PR #194, opened 2023-03-22
Basic data output functionality

### LINKED ISSUE #102: Basic outputting of data
The high level function that runs the simulation is going to generate data that should be saved somewhere. Need to develop a basic procedure to do this.

We need to write out data somewhere. To begin with this could be a simple time series in `csv` format that get saved to a location specified in the configuration.

Could save a more relevant format like `netcdf`, but feel that might introduce complications as we are only really looking for basic saving functionality here

jacobcook1995:
# Description

This PR adds a method to output the full data object as a NetCDF file. It also adds this into the main simulation flow, which now outputs both the initial and final Virtual Rainforest model states.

:::

In this exercise, give every record above again exactly.

PR #194, opened 2023-03-22
Basic data output functionality

### LINKED ISSUE #102: Basic outputting of data
The high level function that runs the simulation is going to generate data that should be saved somewhere. Need to develop a basic procedure to do this.

We need to write out data somewhere. To begin with this could be a simple time series in `csv` format that get saved to a location specified in the configuration.

Could save a more relevant format like `netcdf`, but feel that might introduce complications as we are only really looking for basic saving functionality here

jacobcook1995:
# Description

This PR adds a method to output the full data object as a NetCDF file. It also adds this into the main simulation flow, which now outputs both the initial and final Virtual Rainforest model states.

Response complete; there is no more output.